Westphal C, Barsch B. Simulating Local Anesthesia Systemic Toxicity (LAST) to improve peri-anesthesia nursing knowledge. Evidence-Based Practice poster presented at Nursing Passion: Re-Igniting the Art & Science, Advocate Aurora Health Nursing & Research Conference 2022; November 9, 2022; virtual.
Evidence-Based Practice poster presented at Nursing Passion: Re-Igniting the Art & Science, Advocate Aurora Health Nursing & Research Conference 2022; November 9, 2022; virtual.
Background Information: The use of local anesthetics to improve pain management and patient outcomes during the perioperative experience has been increasing. LAST is a rare, time sensitive, and life-threatening complication of administering local anesthetics to patients. It is important that a LAST crisis is recognized and treated immediately to have better patient outcomes.
- Increase the perianesthesia nurse’s knowledge and comfort level with LAST with education and simulation case study
- Provide resources and access for treating LAST, which include the American Society of Regional Anesthesia and Pain Medicine (ASRA) checklist for the treatment of LAST
Implementation Plan: An evidence-based literature review was conducted to develop education for the perianesthesia department. After the anesthesiologist reviewed and approved the presentation, a case study was developed for a high-fidelity simulation-based learning with debriefing session. The team partnered with pharmacy to make sure that lipid emulsion therapy was accessible in each department with the necessary supplies. The ASRA checklist was also displayed in the same location near the lipid therapy.

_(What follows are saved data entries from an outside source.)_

PR #25435, opened 2020-07-08
Fix index overflow bug of the CUDA kernel loop increment

chenwhql:
### PR types

Bug fixes
### PR changes

Others
### Describe

This PR's work:
1. add macro `CUDA_KERNEL_LOOP` and fix `softmax_with_cross_entropy_grad` cuda kernel for condition index overflow bug.
2. remove all duplicate old macro and replace some old for condition writing to avoid risk.

#### Problem

The original looping in CUDA kernel is:

`for (int i = blockIdx.x * blockDim.x + threadIdx.x; i < (n); i += blockDim.x * gridDim.x)`

This for condition is risky. The value of `blockIdx.x * blockDim.x` may be large, such as over 1GB, the first iteration is no problem here, but when `i += blockDim.x * gridDim.x` is executed, the value of i will greater than INT_MAX and overflow becomes negative value, at this time, the cycle condition `i < (n)` is still satisfied, so it will cause illegal access to cuda memory.
 
Here is a real example in ERINE, it will trigger above error in `softmax_with_cross_entropy_grad` op. The related data are:

    - blockIdx.x = 2172938
    - blockDim.x = 512
    - blockIdx.x * blockDim.x = 1112543864
    - INT_MAX = 2147483647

Outcomes: There was 100% participation with an improvement in a knowledge-based test and comfort rating scale pre- and post-intervention with an average of 58.4% to 93.8% and 4.8 to 8.4 (scale: 0-10), respectively. Shortly after the education, a patient in PACU presented with mild symptoms of LAST post nerve block with metallic taste, perioral numbness, and progressing to tremors. The nurse recognized the symptoms, notified anesthesia, and initiated treatment, which resulted in a positive patient outcome. The nurse stated that the education helped her recognize the LAST crisis, escalate, and treat the patient. A year later, a case study competency was developed and successfully completed by nursing to ensure sustainability of education.
Implications for practice: By implementing best practice, the team was able to improve knowledge and comfort of the nursing staff in recognizing and treating LAST to improve patient outcomes.